** Exercise materials follows **
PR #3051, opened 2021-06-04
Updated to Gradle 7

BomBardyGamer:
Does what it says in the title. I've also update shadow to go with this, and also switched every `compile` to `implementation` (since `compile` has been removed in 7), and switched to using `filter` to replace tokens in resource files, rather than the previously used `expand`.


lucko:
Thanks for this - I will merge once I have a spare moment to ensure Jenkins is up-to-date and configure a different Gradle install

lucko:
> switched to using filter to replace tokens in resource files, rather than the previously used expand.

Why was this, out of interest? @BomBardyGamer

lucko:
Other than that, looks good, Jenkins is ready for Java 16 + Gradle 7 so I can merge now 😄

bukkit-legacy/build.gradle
** End of Exercise materials **
** Exercise materials follows **
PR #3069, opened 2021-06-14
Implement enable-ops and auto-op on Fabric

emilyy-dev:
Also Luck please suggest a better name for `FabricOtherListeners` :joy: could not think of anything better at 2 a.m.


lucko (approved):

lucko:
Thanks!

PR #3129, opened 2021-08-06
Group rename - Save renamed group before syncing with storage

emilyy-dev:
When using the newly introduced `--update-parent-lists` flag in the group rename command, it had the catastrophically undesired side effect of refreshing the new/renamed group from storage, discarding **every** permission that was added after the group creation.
** End of Exercise materials **
### Instructions for the task
Take the line above containing "Other than that, looks", the line containing "bukkit-legacy/build.gradle", and all lines in between, and copy them exactly without anything else.

### Problem solution
Other than that, looks good, Jenkins is ready for Java 16 + Gradle 7 so I can merge now 😄

bukkit-legacy/build.gradle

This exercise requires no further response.